# I want to build a near MX Leader



## kellyjk (May 25, 2006)

I am looking to find someone with a 52c-c MX Leader to give me as many measurements to be able to build a near replica. The first point that I already know is that the top tube is different from my Max frame set. I have a complete Max tube set and fork set for the build including the luggs. 

Up until about a year ago I had not ever ridden a Merckx frame ...but when I bought a Corsa and a Titanium ax I have found that the Geometry fits me. So now I am looking for all the practical information so I can piece together an acturate picture for my frame builder.

I would really like it that if someone could measure an existing frame for me. I feel lucky enough to have found a Max ftube set so now I would like to take the next step 

Any information I can get from members ...will be of great help 

thanks John


----------



## kjmunc (Sep 19, 2005)

Who's MAX lugs are they? The magic of Eddy's MXL's are said to be attributed to his proprietary lugs. Hopefully you can get close to replicating, but why not just buy a 52cm MXL Merckx??

p.s., My 62cm measurements won't be much use to you, but there are plenty of MXL geometry charts floating around this forum if you do a quick search.


----------



## kellyjk (May 25, 2006)

I have yet to find complete information on merckx geometry. I have a 52cm Corsa extra and if this is the full expression of Century geometry ,I already have my answer. 

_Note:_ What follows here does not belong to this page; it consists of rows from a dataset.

PR #2028, opened 2026-05-06
fix(reconcile): use per-commodity profile for IBKR symbol prefixes (#2022)

rozavala:
## Summary

Closes #2022. ZW reconciliation was treating every ZW trade as superfluous and every ZW position as orphan because three hardcoded copies of `_IBKR_SYMBOL_PREFIXES` drifted from the source of truth in `config/profiles/`. Today's logs:

```
Filtered IB trades by commodity ZW (prefixes ('ZW',)): 16 -> 0
Successfully wrote 2 superfluous local trade(s) to 'data/ZW/archive_ledger/superfluous_local_trades.csv'
```

The 2 trades were the legs of a real bull call spread on `OZWZ6` (IBKR's options-symbol form for wheat options). The prefix filter looked for `"ZW"`, didn't match `"OZW"`, dumped everything to the superfluous file. **The forensic record was wrong; IB had the trades correctly.**

## Root cause

`config/commodity_profiles.get_ibkr_symbols_for_commodity('ZW')` already returns `('ZW', 'OZW')` correctly — that helper sources from `config/profiles/zw.json`. But three call sites kept their own hardcoded mapping dict instead of using the helper:

- `reconcile_trades.py:160` (active position filter)
- `reconcile_trades.py:937` (trade reconciliation filter)
- `dashboard_utils.py:451` (untracked-position filter)

All three had `{KC, CC, SB, NG}` and silently omitted ZW. The fallback `.get(ticker, (ticker,))` returned `("ZW",)` — a "valid" tuple that just doesn't match anything. Silent failure mode.

This matches the recurring transcription-drift anti-pattern (`feedback_review_transcription_drift.md`) — five prior PRs traced to parallel literal blocks silently diverging.

## Fix

Replace each of the 3 hardcoded dicts with `get_ibkr_symbols_for_commodity(ticker)`. The helper reads from the profile JSON, so adding a 6th commodity now auto-propagates to all 3 use sites without manual dict edits.

| Site | Lines removed | Lines added |
|---|---|---|
| `reconcile_trades.py:160` | 5 | 1 import + 1 call |
| `reconcile_trades.py:937` | 5 | 1 import + 1 call |
| `dashboard_utils.py:451` | 6 | 1 import + 1 call |

Net: -23 lines, +17 lines. Functional behavior preserved (same `(ticker,)` fallback for unknown tickers via the helper's `try/except`).

## Regression tests (4 new)

`tests/test_ibkr_symbol_prefixes.py`:

1. **`test_zw_resolves_to_zw_and_ozw_prefixes`** — pins the exact bug (ZW must include 'OZW'). Direct regression guard.
2. **`test_every_active_commodity_has_futures_and_options_prefixes`** — each option-trading commodity must have ≥2 prefixes. Catches the general shape: someone adds a 7th commodity and forgets the options-symbol mapping → test fails immediately.
3. **`test_all_listed_profiles_resolve_via_helper`** — every `list_available_profiles()` entry must successfully resolve through the helper. Catches malformed profiles.
4. **`test_no_hardcoded_ibkr_prefix_dict_outside_helper`** — fails if anyone re-introduces a hardcoded `_IBKR_SYMBOL_PREFIXES` literal in `reconcile_trades.py` or `dashboard_utils.py`. **Closes the drift surface entirely.**

## Tests

```
$ pytest tests/test_ibkr_symbol_prefixes.py tests/test_reconciliation.py
  tests/test_reconcile_holdoff_retry.py tests/test_reconcile_partial_flex_failure.py
20 passed in 7.89s

$ pytest tests/ --ignore=tests/test_eval_*.py
2342 passed, 1 skipped, 11 warnings
in 464.68s (7m44s)
```

Per memory `feedback_full_test_suite_for_execution_prs.md` — `reconcile_trades.py` is production code, full suite required.

## Production impact

After merge, the next ZW reconciliation cycle will correctly identify all ZW positions and trades. No data loss expected — the trades currently in `superfluous_local_trades.csv` are also in the live `trade_ledger_*.csv`, so the system has the truth; the "superfluous" file is a misleading historical artifact that can be deleted post-merge as a one-shot cleanup.

## MECE

- **Value**: closes the SBL forensic gap that mislabels every ZW trade as superfluous, eliminates the recurring transcription-drift surface in this code path, and adds a regression guard that prevents the next variant.
- **Risk**: production-touching change to reconciliation code. Mitigated by the helper's identical fallback semantics, the 4 regression tests, and the full pytest pass.
- **Prior art**: same shape of fix as the centralization pattern recommended in `feedback_review_transcription_drift.md`; same shape of bug as #1984/1987/1996/2010 row-builder drift.

Closes #2022.


rozavala:
Re-review: fix verified. Removing `claude-fix` label.

**Both flagged items now closed:**

1. ✅ **`pages/1_Cockpit.py:170` (the missing 4th site)**: dict literal replaced with the helper call:
   ```python
   from config.commodity_profiles import get_ibkr_symbols_for_commodity
   prefixes = get_ibkr_symbols_for_commodity(ticker) if ticker else None
   ```
   Identical pattern to the 3 sites in the original PR. ✓

2. ✅ **Regression test scope widened**: `sources_to_check` now globs `pages/*.py` recursively:
   ```python
   sources_to_check = [
       repo_root / "reconcile_trades.py",
       repo_root / "dashboard_utils.py",
       *sorted((repo_root / "pages").glob("*.py")),
   ]
   ```
   Any future hardcoded `_IBKR_SYMBOL_PREFIXES` literal anywhere in dashboard pages now fails the test, regardless of which page it lands in. **The drift surface is actually closed now**, not just "3 of 4 known copies replaced".

**Commit**: `6392c1ff1` — non-trivial fix (real diff to `pages/1_Cockpit.py` + test scope expansion), not a no-op rebuild. Title "fix(cockpit + test): close 4th hardcoded prefix copy + widen test scope" matches the diff.

**PR description updated**: now correctly says "4 copies total — the 4th in the Cockpit page was missed by the original PR and only caught on review". Honest framing of the iteration.

This is now the load-bearing version of itself — the regression test would have caught the original ZW miss, AND the wider scope means a 5th hardcoded copy anywhere in `pages/` (Scorecard, Council, Financials, Utilities, etc.) would also fail the test on introduction. Closes #2022 cleanly. Good to merge.

PR #2067, opened 2026-05-09
refactor: extract lenient LLM-JSON parser to shared module (#2058)

rozavala:
## Summary

Closes #2058. Extracts the generic markdown-fence + bracket-search lenient JSON parser shared between \`compliance.py:from_llm_response\` (Layers 1+1.5) and \`var_calculator.py:_robust_parse_llm_json\` into a new \`trading_bot/llm_json.py\` module.

## Why

PR #2055 review flagged the duplication as a transcription-drift trap (#2058 explicitly): future edits to one parser would silently diverge from the other. This PR makes the recovery primitive a single source of truth.

## What stays where

- **Shared (\`trading_bot/llm_json.py\`):** fence stripping + strict \`json.loads\` → bracket-search \`raw_decode\` recovery.
- **Compliance-only:** dataclass shape validation, regex Layers 2/3 matching \`approved\`/\`reason\` fields, forensic fail-closed Layer 4.
- **VaR-only:** raise \`JSONDecodeError\` on hard-fail (so the callsite falls through to default narrative dict), recovery WARNING that only fires when the strict path missed.

## Audit-trail invariant

The new \`extract_json_value\` returns \`(value, parse_method)\` where \`parse_method\` is one of three module-level constants — \`PARSE_DIRECT\`, \`PARSE_LENIENT\`, \`PARSE_PASSTHROUGH\`. **Their string values (\`direct_json\`, \`json_first_object\`, \`passthrough\`) are preserved exactly** so \`ComplianceDecision.parse_method\` keeps the same labels in council_history / decision-signal CSVs. \`test_llm_json.py::test_parse_method_constants_are_stable_strings\` pins this.

## Test plan

- [x] \`pytest tests/test_llm_json.py tests/test_compliance.py tests/test_var_risk_agent_robust_json.py\` — 56 pass
- [x] \`pytest tests/test_compliance_*.py tests/test_var_calculator.py\` — 123 pass focused on the refactored modules
- [x] Wider pass excluding eval/harness — 1987 pass, 1 skipped, 425 deselected
- [x] 2 pre-existing weekend-only failures in \`test_connection_pool.py::TestRecoveryCascadeNoForceReset\` confirmed unrelated (\`Today is a weekend. Skipping position closing check\`) — also fail on \`origin/main\`

## Subtle behavioral detail

[...]

PR #2076, opened 2026-05-09
test: pin weekday in TestRecoveryCascadeNoForceReset (#2066)

### LINKED ISSUE #2066: test: TestRecoveryCascadeNoForceReset tests fail on weekends (missing weekday mock)
## Symptom

Two tests in `tests/test_connection_pool.py::TestRecoveryCascadeNoForceReset` fail when the test runs on a weekend:

- `test_close_stale_positions_does_not_force_reset_on_holdoff`
- `test_close_stale_positions_still_force_resets_on_real_failure`

Captured log:

```
WARNING  OrderManager:order_manager.py:4178 Today is a weekend. Skipping position closing check.
```

`close_stale_positions` early-returns on weekends, so the assertion `force_reset.assert_called_once_with(...)` finds 0 calls instead of 1.

## Reproduction

Run the suite on Saturday or Sunday — both fail. On weekdays, both pass.

## Fix

Mock the weekday check (or freeze the date with `freezegun` / `monkeypatch`) so the tests are deterministic regardless of which day they run.

## Why filing now

Surfaced today (2026-05-09, a Saturday) when the full suite was run for an unrelated PR (`fix/2063-close-verifier-poll`). Not blocking that PR — the 2 failures are completely independent of #2063's change. But CI weekend-runs would have caught this earlier; worth fixing so weekend test runs don't false-alarm.

## Severity

Low — tests are deterministic in CI which usually runs weekdays. Annoyance for local dev on weekends.

rozavala:
## Symptom

Two tests in \`tests/test_connection_pool.py::TestRecoveryCascadeNoForceReset\` fail when the suite runs on a weekend:

\`\`\`
WARNING  OrderManager:order_manager.py:4178 Today is a weekend. Skipping position closing check.
AssertionError: Expected 'mock' to be called once. Called 0 times.
\`\`\`

\`close_stale_positions\` early-returns on weekends (production-time guard, correct), so the retry-behavior assertions never fire. Surfaced today (Saturday) during the full-suite run for an unrelated PR (#2068).

## Root cause framing

- **Surface**: tests fail on weekends.
- **Proximate**: tests don't mock the weekday check.
- **Deeper**: \`close_stale_positions\` mixes three concerns — (a) market-day guard, (b) connection-pool retry logic, (c) actual close. The 2 failing tests target only (b), but (a) blocks them on Sat/Sun.

For #2066's scope, the mock is the right intervention because the weekday gate is genuinely orthogonal to the retry behavior under test. A clean decomposition (separate the three concerns into individually-testable units) is a bigger refactor — out of scope here, mentioned in the commit body for tracking.

## Fix

Add a \`_FakeWeekdayDatetime\` subclass that pins \`.now()\` to a Wednesday and apply it via \`patch('trading_bot.order_manager.datetime', _FakeWeekdayDatetime)\` in both tests' patch blocks. Subclassing \`datetime\` (rather than MagicMock) preserves all other datetime behavior — constructors, comparisons, arithmetic — so the rest of \`close_stale_positions\` (which does its own \`today_date + timedelta(days=1)\` etc.) works unchanged.

## Files

- \`tests/test_connection_pool.py\` — adds the subclass + patch lines, plus a \`from datetime import datetime, timezone\` import.

## Test plan

- [x] Targeted: \`TestRecoveryCascadeNoForceReset\` 2 tests pass (previously failed on Sat/Sun, passed Mon-Fri).
- [x] Full: \`pytest tests/\` — **2408 passed, 1 skipped, 0 failures**. Pre-PR baseline had the same 2 failures from this class.
- [ ] Operational: weekend test runs no longer false-alarm on these two assertions. Filed because the failures showed up during PR #2068's CI; this clears the path for legitimate weekend test runs.

## MECE

- **Value**: removes a weekend-only flake that masks real test signal. Tests are deterministic regardless of which day they run.
- **Risk**: zero — test-only change, production code untouched. Subclassing \`datetime\` for \`.now()\` override is a stable pattern that doesn't bleed into other test behavior.
- **Prior art**: similar weekday-fixed patterns elsewhere in \`tests/test_holding_time_gate.py\` for related order-manager weekday logic.

Closes #2066


rozavala:
Approved. Tiny test-only fix that unblocks weekend testing.

**Verified clean**:
- 22 added / 2 removed, all in `tests/test_connection_pool.py`
- Production code untouched
- Subclassing `datetime` (rather than mocking) preserves all other datetime behavior — constructors, comparisons, arithmetic — so the rest of `close_stale_positions` (which does `today_date + timedelta(days=1)` for tomorrow holiday checks) works unchanged
- Wednesday 2026-05-13 is a sensible pin (mid-week, mid-session)

**Root-cause framing is right** (per memory `feedback_review_root_cause_check.md`):
- Surface: tests fail on weekends
- Proximate: tests don't mock the weekday check
- Deeper: `close_stale_positions` mixes three concerns (market-day guard, connection-pool retry logic, actual close); the 2 affected tests target only retry logic but the market-day guard early-returns before they can run
- The PR consciously defers the deeper decomposition ("separate the three concerns into individually-testable units") as out of scope

This unblocks the path for several other PRs in the open queue (#2067, #2068, #2077, #2078, #2080) that all reported the same pre-existing weekend failures. Should ship promptly.

**MECE**:
- Value: removes weekend-only flake masking real signal. Tests deterministic regardless of which day they run.
- Risk: zero — test-only.
- Prior art: similar weekday-fixed patterns in `tests/test_holding_time_gate.py` for related order-manager weekday logic.

**Filed follow-up** (per the new `feedback_review_file_followups_as_issues.md` discipline): the deeper decomposition of `close_stale_positions` into separate testable units will be tracked as a separate issue.

Closes #2066.

PR #683, opened 2021-12-15
tests: Wait for raid and mirrored LVs to be synced before removing

vojtechtrefny:
The test_lvcreate_type test case randomly fails on slower machines
when trying to remove the newly created mirror and RAID LVs which
is probably caused by the LV still being synced.

Resolves: rhbz#2030647


tbzatek (approved):
Hmm, nasty. Probably good enough for now. Would be nice to see this design shortcoming somehow solved on the lvm side.

tbzatek (approved):
Hah.

PR #684, opened 2021-12-20
tests: Use losetup to create 4k sector size loop device for testing

vojtechtrefny:
When creating the loop device using libblockdev (which doesn't
support specifying the sector size in bd_loop_setup) the loop
device is not yet ready when we try to change its sector size
with losetup which means the test setup fails.

-----

#680 wasn't enough.


tbzatek (approved):
> When creating the loop device using libblockdev (which doesn't support specifying the sector size in bd_loop_setup)

Well, time to break the API for `libblockdev-3.0`!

So the magic is in the lugs eh but isn't it also the round top tube instead of the eliptical.. which in turn means different lugs?


----------



## innergel (Jun 14, 2002)

Why would you change the geo from the Corsa and AX if it fits you so well? IIRC, MXL has Century geometry too, so you should be good to go. 

If it were me, I wouldn't try to replicate an MXL. I'd build a frame that was a tribute to an MXL. Get the geometry correct for you and then paint it in a classic Merckx paint scheme.


----------



## kellyjk (May 25, 2006)

Hell yeah now your talkin!


----------



## steel515 (Sep 6, 2004)

what do you mean magic is in the lugs?why was this discontinued if its so great? Too heavy?


----------



## kjmunc (Sep 19, 2005)

The MAX tubing used to make the MXL was a tubeset made by Columbus and similar tubesets were also used by many other builders of the era to construct strong bikes for powerful riders. As a tubeset, MAX is not significantly heavier than some of the lightest tubesets of that era, but rather it's the lugs that were used that increased the weight. 

The difference between a MXL by Merckx and another MAX bike is that the MXL tubes were drawn to Eddy's specs and are oriented differently than many other MAX tubed bikes, hence the need for unique lugs which were designed by Eddy in addition to a unique fork crown. 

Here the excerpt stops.